• Extracted material
PR #584, opened 2021-10-07
519 Scripts updated and VADs added

millerg23:
Some comments/questions:
ADVS/ADEG: We use AVALU, however this is not a CDISC derivation, should it be removed?
ADVS/ADEG: I moved adding of PARAM/PARAMN to near end of program to avoid carrying through, and re-calculating for derived PARAMCDs (MAP, BMI, BSA).
ADAE/ADCM: Should ADURU be populated when ADURN is NA? Maybe Roche process, but we only set ADURU for non-missing ADURN.
(Still to update Vignettes).


inst/templates/ad_adcm.R
```diff
@@ -16,16 +16,20 @@ library(lubridate)
 data("cm")
 data("adsl")
 data("ex")
-data("adsl")
```
thomas-neitmann, line 19: This should not be removed as you use `adsl` below.

inst/templates/ad_adcm.R
```diff
@@ -16,16 +16,20 @@ library(lubridate)
...
 
 # ---- Derivations ----
+
+# Derive flags
 adcm <- cm %>%
 
   # Join supplementary qualifier variables
   # derive_vars_suppqual(suppcm)
```
thomas-neitmann, line 26: Please add a trailing `%>%` such that when this is uncommented it actually works.

inst/templates/ad_adcm.R
```diff
@@ -16,16 +16,20 @@ library(lubridate)
...
 
-  # Join adsl to cm
-  left_join(adsl, by = c("STUDYID", "USUBJID")) %>%
+  # Join ADSL with CM (only ADSL vars required for derivations)
+  left_join(
+    adsl %>% select(STUDYID, USUBJID, TRTSDT, TRTEDT, DTHDT, EOSDT),
+    by = c("STUDYID", "USUBJID")
```
thomas-neitmann, line 31: Please don't use nested `%>%` but rather `select(adsl, STUDYID, ...)`.

inst/templates/ad_adcm.R
```diff
@@ -34,7 +38,7 @@ adcm <- cm %>%
     date_imputation = "first",
     time_imputation = "first",
     min_dates = list(TRTSDT)
-  ) %>%
+    ) %>%
```
thomas-neitmann, line 41: The trailing parenthesis should always be aligned with the function name, so

```
derive_vars_dtm(
  date_imputation = "first",
  time_imputation = "first",
  min_dates = list(TRTSDT)
) %>%
```

rather than

```
derive_vars_dtm(
  date_imputation = "first",
  time_imputation = "first",
  min_dates = list(TRTSDT)
  ) %>%
```

thomas-neitmann (changes requested):
Please set `compress = "bzip2"` for all datasets when you use `save()`. Also, we should use lowe/uppercase consistenly for the saved dataset file names. Since we use lowercase for the SDTM datasets I'd stick to that.

Ragarding `AVALU` I would remove that indeed.

There are some lintr comments like this one. You can see them all [here](https://github.com/Roche-GSK/admiral/pull/584/files).
image

bundfussr:
I would agree to removing `AVALU`. It is Roche specific and the ADaMIG states: 
>"Note that there is no separate units variable for BDS variables PARAM or AVAL, since the units of AVAL will be included in the value of PARAM."

I would populate `ADURU` even if `ADURN` is missing. CDISC does not require to set `ADURU` to missing if `ADURN` is missing. I think this makes only sense if the unit depends on the input data and differs across the observations. But this is very unlikely in OCCDS.

inst/templates/ad_adae.R
```diff
@@ -110,6 +116,14 @@ adae <- ae %>%
     mode = "last"
   )
 
+# Join all ADSL with AE
+adae <- adae %>%
+
+  select(-TRTSDT, -TRTEDT, -DTHDT, -EOSDT) %>%
```
kabis-ops, line 122: @thomas-neitmann, @aehmann-gsk  : Should we implement something to avoid this? These adsl variables are added at the start of the pgm to help derivation of other variables and removed at the end before merging again with the full adsl. 
Ideally, we would define only once the variables to add/remove.
We have discussed this already, but not sure this is on the plan yet?

kabis-ops (commented):
Hi @millerg23 
Thanks for the update: here are my comments:
- DTs can now be derived using the derive_vars_dtm_to dt( ) function from the DTM variables. This probably needs to be updated
- the convert_to_na() function is missing from adae/adcm/adex/adsl
- adae/adcm: 
 + derive_vars_duration() and derive_last_dose have a lot of parameters: should the param with a default value be removed from the template?
 + the derive_vars_query()( function is now available), do we want to add an example in the template?

inst/templates/ad_adcm.R
millerg23: Done throughout the scripts.

inst/templates/ad_adcm.R
millerg23: Done.

inst/templates/ad_adae.R
millerg23: For the moment, I have tried to drop the ADSL vars once they have been used. Then add all ADSL vars at the end, this avoids carrying through lots of variables, and having to update them for new records created (long byvar statements).

thomas-neitmann: How about something like this at the start:

```r
adsl_vars <- vars(TRTSDT, TRTEDT, DTHDT, EOSDT)
adae <- ae %>%
  left_join(select(adsl, !!!adsl_vars))
```

and at the end

```r
adae <- adae %>%
  left_join(select(adsl, -!!!adsl_vars))
```

bundfussr: That's the same I had in mind.

For datasets with derived parameter we need to add `adsl_vars` to the `by_vars` parameter.

millerg23:
@kabis-ops I updated adsl/adex/adcm/adae to use derive_vars_dtm_to dt
@thomas-neitmann I update data.R file (thanks!).

inst/templates/ad_adae.R
bundfussr: I have implemented the function `negate_vars()` for it in the `546_derive_param_tte` branch. See https://github.com/Roche-GSK/admiral/blob/546_derive_param_tte/R/utils.R .

millerg23: Have updated all scripts creating VADs with regard to adding ADSL vars, as we discussed.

• Required action
The whole listing above is to be transcribed exactly, line for line.

• Task solution
PR #584, opened 2021-10-07
519 Scripts updated and VADs added

millerg23:
Some comments/questions:
ADVS/ADEG: We use AVALU, however this is not a CDISC derivation, should it be removed?
ADVS/ADEG: I moved adding of PARAM/PARAMN to near end of program to avoid carrying through, and re-calculating for derived PARAMCDs (MAP, BMI, BSA).
ADAE/ADCM: Should ADURU be populated when ADURN is NA? Maybe Roche process, but we only set ADURU for non-missing ADURN.
(Still to update Vignettes).


inst/templates/ad_adcm.R
```diff
@@ -16,16 +16,20 @@ library(lubridate)
 data("cm")
 data("adsl")
 data("ex")
-data("adsl")
```
thomas-neitmann, line 19: This should not be removed as you use `adsl` below.

inst/templates/ad_adcm.R
```diff
@@ -16,16 +16,20 @@ library(lubridate)
...
 
 # ---- Derivations ----
+
+# Derive flags
 adcm <- cm %>%
 
   # Join supplementary qualifier variables
   # derive_vars_suppqual(suppcm)
```
thomas-neitmann, line 26: Please add a trailing `%>%` such that when this is uncommented it actually works.

inst/templates/ad_adcm.R
```diff
@@ -16,16 +16,20 @@ library(lubridate)
...
 
-  # Join adsl to cm
-  left_join(adsl, by = c("STUDYID", "USUBJID")) %>%
+  # Join ADSL with CM (only ADSL vars required for derivations)
+  left_join(
+    adsl %>% select(STUDYID, USUBJID, TRTSDT, TRTEDT, DTHDT, EOSDT),
+    by = c("STUDYID", "USUBJID")
```
thomas-neitmann, line 31: Please don't use nested `%>%` but rather `select(adsl, STUDYID, ...)`.

inst/templates/ad_adcm.R
```diff
@@ -34,7 +38,7 @@ adcm <- cm %>%
     date_imputation = "first",
     time_imputation = "first",
     min_dates = list(TRTSDT)
-  ) %>%
+    ) %>%
```
thomas-neitmann, line 41: The trailing parenthesis should always be aligned with the function name, so

```
derive_vars_dtm(
  date_imputation = "first",
  time_imputation = "first",
  min_dates = list(TRTSDT)
) %>%
```

rather than

```
derive_vars_dtm(
  date_imputation = "first",
  time_imputation = "first",
  min_dates = list(TRTSDT)
  ) %>%
```

thomas-neitmann (changes requested):
Please set `compress = "bzip2"` for all datasets when you use `save()`. Also, we should use lowe/uppercase consistenly for the saved dataset file names. Since we use lowercase for the SDTM datasets I'd stick to that.

Ragarding `AVALU` I would remove that indeed.

There are some lintr comments like this one. You can see them all [here](https://github.com/Roche-GSK/admiral/pull/584/files).
image

bundfussr:
I would agree to removing `AVALU`. It is Roche specific and the ADaMIG states: 
>"Note that there is no separate units variable for BDS variables PARAM or AVAL, since the units of AVAL will be included in the value of PARAM."

I would populate `ADURU` even if `ADURN` is missing. CDISC does not require to set `ADURU` to missing if `ADURN` is missing. I think this makes only sense if the unit depends on the input data and differs across the observations. But this is very unlikely in OCCDS.

inst/templates/ad_adae.R
```diff
@@ -110,6 +116,14 @@ adae <- ae %>%
     mode = "last"
   )
 
+# Join all ADSL with AE
+adae <- adae %>%
+
+  select(-TRTSDT, -TRTEDT, -DTHDT, -EOSDT) %>%
```
kabis-ops, line 122: @thomas-neitmann, @aehmann-gsk  : Should we implement something to avoid this? These adsl variables are added at the start of the pgm to help derivation of other variables and removed at the end before merging again with the full adsl. 
Ideally, we would define only once the variables to add/remove.
We have discussed this already, but not sure this is on the plan yet?

kabis-ops (commented):
Hi @millerg23 
Thanks for the update: here are my comments:
- DTs can now be derived using the derive_vars_dtm_to dt( ) function from the DTM variables. This probably needs to be updated
- the convert_to_na() function is missing from adae/adcm/adex/adsl
- adae/adcm: 
 + derive_vars_duration() and derive_last_dose have a lot of parameters: should the param with a default value be removed from the template?
 + the derive_vars_query()( function is now available), do we want to add an example in the template?

inst/templates/ad_adcm.R
millerg23: Done throughout the scripts.

inst/templates/ad_adcm.R
millerg23: Done.

inst/templates/ad_adae.R
millerg23: For the moment, I have tried to drop the ADSL vars once they have been used. Then add all ADSL vars at the end, this avoids carrying through lots of variables, and having to update them for new records created (long byvar statements).

thomas-neitmann: How about something like this at the start:

```r
adsl_vars <- vars(TRTSDT, TRTEDT, DTHDT, EOSDT)
adae <- ae %>%
  left_join(select(adsl, !!!adsl_vars))
```

and at the end

```r
adae <- adae %>%
  left_join(select(adsl, -!!!adsl_vars))
```

bundfussr: That's the same I had in mind.

For datasets with derived parameter we need to add `adsl_vars` to the `by_vars` parameter.

millerg23:
@kabis-ops I updated adsl/adex/adcm/adae to use derive_vars_dtm_to dt
@thomas-neitmann I update data.R file (thanks!).

inst/templates/ad_adae.R
bundfussr: I have implemented the function `negate_vars()` for it in the `546_derive_param_tte` branch. See https://github.com/Roche-GSK/admiral/blob/546_derive_param_tte/R/utils.R .

millerg23: Have updated all scripts creating VADs with regard to adding ADSL vars, as we discussed.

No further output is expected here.